A 2020 study in LGBT Health reported that “[s]exual orientation identity disparities in receiving a mammogram in the past year differed in relationship to race/ethnicity among White, Black, and Latina U.S. women,” although the differences did not reach statistical significant because of a small patient population.

In a 2021 study in Policy, Politics, & Nursing Practice, Mollie E. Aleshire, DNP, MSN, of the University of Louisville in Kentucky, and co-authors pointed out that “health care reform through the ACA [Affordable Care ACt] played a pivotal role in reducing financial impediments to accessing mammography… yet, barriers to mammography persist. Despite interventions such as mobile mammography vans that bring physical access to communities, Black women continue to lag behind in mammography screening.”

A 2021 systematic review in Public Health from the U.K. found three main barriers to screening for Black, Asian, and ethnic minority women—access, cultural, and knowledge—and emphasized that addressing the last hurdle may offer the best results for boosting screening uptake.

However, in an October 2021 AllHealthGo YouTube Town Hall, Haywood Brown, MD, of University of South Florida Health in Tampa, noted that for U.S. women of color, access may be the bigger problem. “I have to remind people that we live in a very rural country for the most part.
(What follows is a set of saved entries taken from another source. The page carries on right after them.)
PR #179, opened 2023-04-04
DM-38486: Combined dark seems to not have exposure time

czwa:
Populate a visitInfo for combined calibration.

### DIFF
--- a/python/lsst/cp/pipe/cpCombine.py
+++ b/python/lsst/cp/pipe/cpCombine.py
@@ -341,18 +341,6 @@ class CalibCombineTask(pipeBase.PipelineTask):
         self.combineHeaders(inputExpHandles, combinedExp,
                             calibType=self.config.calibrationType, scales=expScales)
 
-        # Populate a visitInfo.  Set the exposure time and dark time
-        # to 0.0 or 1.0 as appropriate, and copy the instrument name
-        # from one of the inputs.
-        expTime = 1.0
-        if self.config.connections.outputData.lower() == 'bias':
-            expTime = 0.0
-        inputVisitInfo = inputExpHandles[0].get(component="visitInfo")
-        visitInfo = afwImage.VisitInfo(exposureTime=expTime, darkTime=expTime,
-                                       instrumentLabel=inputVisitInfo.getInstrumentLabel())
-
-        combinedExp.getInfo().setVisitInfo(visitInfo)
-
         # Set the detector
         combinedExp.setDetector(inputDetector)
 
@@ -498,7 +486,8 @@ class CalibCombineTask(pipeBase.PipelineTask):
 
     def combineHeaders(self, expHandleList, calib, calibType="CALIB", scales=None):
         """Combine input headers to determine the set of common headers,
-        supplemented by calibration inputs.
+        supplemented by calibration inputs.  The calibration header is
+        set in-place.
 
         Parameters
         ----------
@@ -559,6 +548,17 @@ class CalibCombineTask(pipeBase.PipelineTask):
             if scales is not None:
                 header.set("CPP_INPUT_SCALE_%d" % (i,), scales[i])
 
+        # Populate a visitInfo.  Set the exposure time and dark time
+        # to 0.0 or 1.0 as appropriate, and copy the instrument name
+        # from one of the inputs.
+        expTime = 1.0
+        if self.config.connections.outputData.lower() == 'bias':
+            expTime = 0.0
+        inputVisitInfo = visitInfoList[0]
+        visitInfo = afwImage.VisitInfo(exposureTime=expTime, darkTime=expTime,
+                                       instrumentLabel=inputVisitInfo.instrumentLabel)
+        calib.getInfo().setVisitInfo(visitInfo)
+
         # Not yet working: DM-22302
         # Create an observation group so we can add some standard headers
         # independent of the form in the input files.
@@ -569,7 +569,7 @@ class CalibCombineTask(pipeBase.PipelineTask):
             self.log.warning("Exception making an obs group for headers. Continuing.")
             # Fall back to setting a DATE-OBS from the calibDate
             dateCards = {"DATE-OBS": "{}T00:00:00.00".format(calibDate)}
-            comments["DATE-OBS"] = "Date of start of day of calibration midpoint"
+            comments["DATE-OBS"] = "Date of start of day of calibration creation"
         else:
             oldest, newest = group.extremes()
             dateCards = dates_to_fits(oldest.datetime_begin, newest.datetime_end)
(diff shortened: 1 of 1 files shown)


timj:
In theory, if we are propagating input headers to output and adjusting all the times properly, then ObservationInfo should still work (because it will have the "raw" headers understood by it) and then you could use the obsInfo to visitInfo routine from obs_base.

czwa:
Checking this manually to see if the header in an existing calibration could be converted fails with a `ValueError: None of the registered translation classes ['DECam', 'SuprimeCam', 'HSC', 'MegaPrime', 'SDSS'] understood this header`.  The `TELESCOP` parameter is possibly the problem, with `LSST AuxTelescope` found in the header not matching the `Rubin Auxiliary Telescope` that the LATISS translator in `obs_lsst` has.
Constructing the `visitInfo` manually seemed the right solution, as the exposure time is ill defined for some products: flats represent some product of throughputs that isn't really time dependent, so the use of 1.0s times there (and in the fringe which has a similar issue) is to supply a time that is safe against dividing by the exposure time.  The dark should scale correctly, but that scale isn't propagated into the input metadata (although it is in the output metadata).  1.0s cannot be the correct times for the bias, which is why that is special cased to 0.0.

timj:
> ValueError

Okay. The problem here is that the metadata translator for LATISS hasn't been registered yet because nothing knows it has to `import lsst.obs.lsst.translators`. The only way this would be imported is if the code asked butler for the instrument class and imported that (using `Instrument.fromName()`) and then it would work. The advantage of the ObservationInfo approach is you get a fully populated combo `visitInfo` but I understand that this might not be workable (especially if you are stripping headers like EXPTIME out the combined header rather than updating it) [I hope you aren't leaving the EXPTIME header in there with a confusing value]

Also, we need to fix the LATISS headers so they have the right telescope name...

python/lsst/cp/pipe/cpCombine.py
```diff
@@ -341,6 +341,18 @@ def run(self, inputExpHandles, inputScales=None, inputDims=None):
...
 
+        # Populate a visitInfo.  Set the exposure time and dark time
+        # to 0.0 or 1.0 as appropriate, and copy the instrument name
+        # from one of the inputs.
+        expTime = 1.0
+        if self.config.connections.outputData.lower() == 'bias':
+            expTime = 0.0
+        inputVisitInfo = inputExpHandles[0].get(component="visitInfo")
+        visitInfo = afwImage.VisitInfo(exposureTime=expTime, darkTime=expTime,
+                                       instrumentLabel=inputVisitInfo.getInstrumentLabel())
```
timj, line 352:
```suggestion
                                       instrumentLabel=inputVisitInfo.instrumentLabel)
```

python/lsst/cp/pipe/cpCombine.py
```diff
@@ -341,6 +341,18 @@ def run(self, inputExpHandles, inputScales=None, inputDims=None):
         self.combineHeaders(inputExpHandles, combinedExp,
                             calibType=self.config.calibrationType, scales=expScales)
 
+        # Populate a visitInfo.  Set the exposure time and dark time
+        # to 0.0 or 1.0 as appropriate, and copy the instrument name
+        # from one of the inputs.
+        expTime = 1.0
```
timj, line 347: How come the exposure time isn't the sum of all the dark exposure times? We could easily calculate that in combineHeaders since we already loop over visitInfo to store the exposure times in the header.

python/lsst/cp/pipe/cpCombine.py
```diff
@@ -341,6 +341,18 @@ def run(self, inputExpHandles, inputScales=None, inputDims=None):
         self.combineHeaders(inputExpHandles, combinedExp,
```
timj, line 341: I'm a bit confused by this call because we don't do anything with the header this calculates.

I also just looked in combineHeaders and I wonder if we can make use of the `first` and `last` parameters to `merge_headers` -- those are designed to allow you to pick the first DATE-OBS you encounter and the last DATE-END you encounter such that the ObservationGroup code at the end might not be needed. Also we now use DATE-BEG in addition to DATE-OBS.

python/lsst/cp/pipe/cpCombine.py
```diff
@@ -341,6 +341,18 @@ def run(self, inputExpHandles, inputScales=None, inputDims=None):
...
                             calibType=self.config.calibrationType, scales=expScales)
 
+        # Populate a visitInfo.  Set the exposure time and dark time
+        # to 0.0 or 1.0 as appropriate, and copy the instrument name
+        # from one of the inputs.
+        expTime = 1.0
+        if self.config.connections.outputData.lower() == 'bias':
+            expTime = 0.0
+        inputVisitInfo = inputExpHandles[0].get(component="visitInfo")
```
timj, line 350: Would be convenient if we didn't have to do this because combineHeaders returned some kind of combo VisitInfo as well as the modified header.

timj (changes requested):
I have many questions. I've also re-read combineHeaders and it confuses me a lot because it seems to be making life hard for itself in many places and then not being used anywhere. There are two places it's called and none of them use the return value.

python/lsst/cp/pipe/cpCombine.py
czwa: It's 1.0s as the scale factors used to combine the input darks are the `dark_time` values.  This normalizes the combined dark to have unit exposure time, which is then scaled to match the `dark_time` of the exposures that will be corrected (in `IsrTask`).

python/lsst/cp/pipe/cpCombine.py
czwa: I've moved this into the `combineHeaders` call, as that has the `VisitInfo` list already available, to avoid the unnecessary extra `get`.

python/lsst/cp/pipe/cpCombine.py
timj: Okay. It's all very confusing and seems to be working differently to what it's documented to do. There is the added confusion that it generates a merged header but then copies everything that got dropped back into the original header but that's exactly what the `first` mode option does in `merge_headers` anyhow, and if the `first` and `last` parameters are used it will automatically makes sure it picks up the first DATE-OBS and the last DATE-END.  The way it's now written you don't want `merged` to exist at all because you are wanting to use the other header you got from the exposure and then copy everything back out of `merged` into the alias.

I think ObservationGroup is used because that can sort the headers into date order before it reads back the start time and end time (which it gets from header translation).

timj (approved):
This looks okay. Thanks.

Maybe change the documentation for combineHeaders to say that it will update the header in place for `calib` as well as returning it.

The reality is that 50% of all [U.S.] counties don’t have a practicing OB/GYN, so access to care is a real issue,” he said, adding that even if a woman has access to screening services, she may not be able to afford the cost of the exam, particularly if she is uninsured.

Jane Mendez, MD, of the Miami Cancer Institute, stressed in the Town Hall that providing access, such as with mobile mammography, is important, but that people in the community need to be recruited to encourage women to use mobile services regardless of their insurance status.

  1. For Black women, initiating biennial screening at age 40 reduced breast cancer mortality disparities and yielded benefit–harm ratios that were similar to tradeoffs for White women screened biennially from ages 50 to 74.

  2. These findings suggest that, in self-identified Black women, initiation of earlier screening than is presently recommended for the overall U.S. population by the USPSTF or the American Cancer Society can reduce mortality disparities and maintain acceptable benefit-harm tradeoffs.

Shalmali Pal, Contributing Writer, BreakingMED™

The study was funded by the National Cancer Institute (NCI) and NCI/Breast Cancer Surveillance Consortium.

Hunter Chapman reported support from NCI. Co-authors reported support from, and or relationships with, NCI, TIME’S UP Healthcare, American Society of Clinical Oncology, American Society of Radiation Oncology (ASTRO), Sherinian and Hasso, and Dressman Benzinger LaVelle.

Jones reported no relationships relevant to the contents of this paper to disclose.